These functions are found in the #include <algorithm> library. In this document, let T represent any type name.

Given a container where the entries can be reordered, it is possible to sort the entries assuming that the entries can be compared; that is, given entries $x$ and $y$, either $x < y$, $x = y$ or $x > y$. If the objects cannot be compared, or if you want a different ordering, you can pass a comparison bool comp( T lhs, T rhs ) that returns true if the first argument is less than the second, and false otherwise. This needs only be a weak ordering, meaning that there may be many items that are considered equal.
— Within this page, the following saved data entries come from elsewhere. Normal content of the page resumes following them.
PR #3368, opened 2022-05-09
Added Validation API for Zip Deploy

patelchandni:
Clients can call this API after updating app settings and before zip deploy call to check:
1. Mismatched language to Azure app.
2. (Windows .NET only) bitness check - deploying 64-bit code to 32 bit app.
3. Check if package URL is accessible from kudu for addressing deployments with networking issues.
4. Client tools will convert their flags into app settings and set those flags. Then call this API to check if the settings are propagated correctly before deployment.
5. Logical conflicts like RFP = SDBDD = 1, RFP = URL, and recommend RFP = 1.


Kudu.Services.Web/App_Start/NinjectServices.cs
```diff
@@ -476,6 +476,7 @@ public static void RegisterRoutes(IKernel kernel, RouteCollection routes)
             // Zip push deployment
             routes.MapHttpRouteDual("zip-push-deploy", "zipdeploy", new { controller = "PushDeployment", action = "ZipPushDeploy" }, new { verb = new HttpMethodConstraint("POST", "PUT") });
             routes.MapHttpRoute("zip-war-deploy", "api/wardeploy", new { controller = "PushDeployment", action = "WarPushDeploy" }, new { verb = new HttpMethodConstraint("POST") });
+            routes.MapHttpRouteDual("validate-zip-deploy", "validatezipdeploy", new { controller = "PushDeployment", action = "ValidateZipDeploy" }, new { verb = new HttpMethodConstraint("GET") });
```
suwatch, line 479: This should be POST as we are performing validation.

suwatch: Also make sure we can call this from ARM. the route should be api/zipdeploy/validate.  Also no need to Map..Dual - that is for old api.;   New api should be just MapHttpRoute.

patelchandni: Thank you for reviewing. 
1. I have tested the API with and without JSON request. I can't test the ARM template locally, so I'll test it on private stamp after adding extension, like I did last time. I'll definitely test it thoroughly there to see if any other changes will be required in the ARM layer for it to work. 
2. I have made the above changes. Are there any other changes required?

Kudu.Services.Web/App_Start/NinjectServices.cs
```diff
@@ -475,8 +475,9 @@ public static void RegisterRoutes(IKernel kernel, RouteCollection routes)
 
             // Zip push deployment
             routes.MapHttpRouteDual("zip-push-deploy", "zipdeploy", new { controller = "PushDeployment", action = "ZipPushDeploy" }, new { verb = new HttpMethodConstraint("POST", "PUT") });
+            routes.MapHttpRoute("validate-zip-deploy", "zipdeploy/validate", new { controller = "PushDeployment", action = "ValidateZipDeploy" }, new { verb = new HttpMethodConstraint("POST") });
```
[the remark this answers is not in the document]
patelchandni: @suwatch added MapHttpRouteDual. Also, added couple tests for validation API.

Kudu.Services/Deployment/PushDeploymentController.cs
```diff
@@ -852,5 +836,272 @@ private string GetCorrelationId(HttpRequestMessage request)
...
+                    pathmsg = string.Concat(isfunction, "ZipDeploy. Extract zip.");
+                }
+            }
+            _tracer.Trace(pathmsg);
+            return pathmsg;
+        }
+
+        [HttpPost]
+        [HttpPut]
+        public async Task<HttpResponseMessage> ValidateZipDeploy(
```
suwatch, line 874: this should only support POST - not PUT (it does not update resource).

Kudu.Services.Web/App_Start/NinjectServices.cs
```diff
@@ -475,8 +475,9 @@ public static void RegisterRoutes(IKernel kernel, RouteCollection routes)
 
             // Zip push deployment
             routes.MapHttpRouteDual("zip-push-deploy", "zipdeploy", new { controller = "PushDeployment", action = "ZipPushDeploy" }, new { verb = new HttpMethodConstraint("POST", "PUT") });
+            routes.MapHttpRouteDual("validate-zip-deploy", "zipdeploy/validate", new { controller = "PushDeployment", action = "ValidateZipDeploy" }, new { verb = new HttpMethodConstraint("POST", "PUT") });
```
suwatch, line 478: POST only.

Kudu.Services.Web/App_Start/NinjectServices.cs
```diff
@@ -475,8 +475,9 @@ public static void RegisterRoutes(IKernel kernel, RouteCollection routes)
...
             routes.MapHttpRoute("zip-war-deploy", "api/wardeploy", new { controller = "PushDeployment", action = "WarPushDeploy" }, new { verb = new HttpMethodConstraint("POST") });
-
+
```
suwatch, line 480: remove spaces

Kudu.Services/Deployment/PushDeploymentController.cs
```diff
@@ -852,5 +836,272 @@ private string GetCorrelationId(HttpRequestMessage request)
...
+                if (StringUtils.IsTrueLike(remotebuild))
+                {
+                    pathmsg = string.Concat(isfunction, "ZipDeploy. Extract zip. Remote build.");
+                }
+                else
+                {
+                    pathmsg = string.Concat(isfunction, "ZipDeploy. Extract zip.");
+                }
+            }
+            _tracer.Trace(pathmsg);
```
suwatch, line 868: do we have full control of pathmsg?  to be safe, _tracer.Trace("{0}", pathmsg)

Kudu.Services/Deployment/PushDeploymentController.cs
```diff
@@ -87,32 +92,11 @@ public class PushDeploymentController : ApiController
...
-                    {
-                        deploymentInfo.DeploymentPath = "ZipDeploy. Extract zip. Remote build.";
-                    }
-                    else
-                    {
-                        deploymentInfo.DeploymentPath = "ZipDeploy. Extract zip.";
-                    }
-                }
-                _tracer.Trace(deploymentInfo.DeploymentPath);
+                deploymentInfo.DeploymentPath = ZipDeployPathInfo();
```
suwatch, line 99: GetZipDeployPathInfo()

PR #3379, opened 2022-06-27
MSBuild version map added for Dotnet 7

shpraka:
Added the MSBuild version mapping for dotnet 7.

### DIFF
--- a/Kudu.Core/Infrastructure/PathUtils/PathWindowsUtility.cs
+++ b/Kudu.Core/Infrastructure/PathUtils/PathWindowsUtility.cs
@@ -137,6 +137,9 @@ namespace Kudu.Core.Infrastructure
             if (VsHelper.IsDotNet31Version(targetFramework) && ScmHostingConfigurations.UseMSBuild167ForDotnet31)
             {
                 probPaths.Add(Path.Combine(programFiles, "MSBuilds", "16.7.0", "MSBuild", "Current", "Bin"));
+            } else if (VsHelper.IsDotNet7Version(targetFramework))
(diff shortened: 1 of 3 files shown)


Kudu.Core/Infrastructure/PathUtils/PathWindowsUtility.cs
```diff
@@ -137,6 +137,9 @@ internal override string ResolveMSBuild16Dir(string targetFramework)
             if (VsHelper.IsDotNet31Version(targetFramework) && ScmHostingConfigurations.UseMSBuild167ForDotnet31)
             {
                 probPaths.Add(Path.Combine(programFiles, "MSBuilds", "16.7.0", "MSBuild", "Current", "Bin"));
+            } else if (VsHelper.IsDotNet7Version(targetFramework))
+            {
+                probPaths.Add(Path.Combine(programFiles, "MSBuilds", "17.1.0", "MSBuild", "Current", "Bin"));
```
suwatch, line 142: should we write code to pick latest MSBuilds 17.x  - in this case, 17.2.0?   My thinking is - 1) this allows build to pick latest MSBuild 17.x automatically - 2) this allows us to remove old MSBuild like 17.0 or 17.1 w/o worrying about it being hardcoded in Kudu code.

To pick latest 17.x - make sure to sort by SematicVersion and ensure installed marker exists.

shpraka: That's a good point. Can we make that change in separate PR?

PR #3383, opened 2022-07-14
Deploy static files to any directory under /home

dannysongg:
Static files now can be deployed to any directory under /home. Static files cannot be deployed with type=clean to protect user from wiping the entire /home directory. Removing type=lib and type=script as they both just function the same way type=static does.


suwatch:
unless existing, please add a test to cover it

dannysongg:
@suwatch I have edited the existing tests to cover the new behavior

The comparison function can be, for example, the name of a function (an identifier), an object that has a public bool Class_name::operator()( T lhs, T rhs ) member operator, or a lambda expression []( T lhs, T rhs )->bool { /* some code returning a bool... */ }.

1. Sorting-related functions

void std::sort( itr_t itr_first, itr_t itr_last )
void std::sort( itr_t itr_first, itr_t itr_last, bool predicate( T lhs, T rhs ) )

Given any range defined by two iterators, the function call std::sort( itr_first, itr_last ) will sort the entries on that range. By default, items are compared using <. If you wish to provide an alternate comparison function, it should be the third argument.

    std::vector<int> v{ 5, 3, 2, 6, 5 };

    // Sort the entries so that they are in order
    std::sort( v.begin(), v.end() );

    // Sort the entries in reverse order
    std::sort( v.begin(), v.end(), []( int m, int n )->bool {
      return m > n;
    } );

Note that if it would be inefficient to have std::sort(...) sorting a container because iterators are inefficient, that container will have a sort(...) member function. You may recall that std::forward_list has such a member function.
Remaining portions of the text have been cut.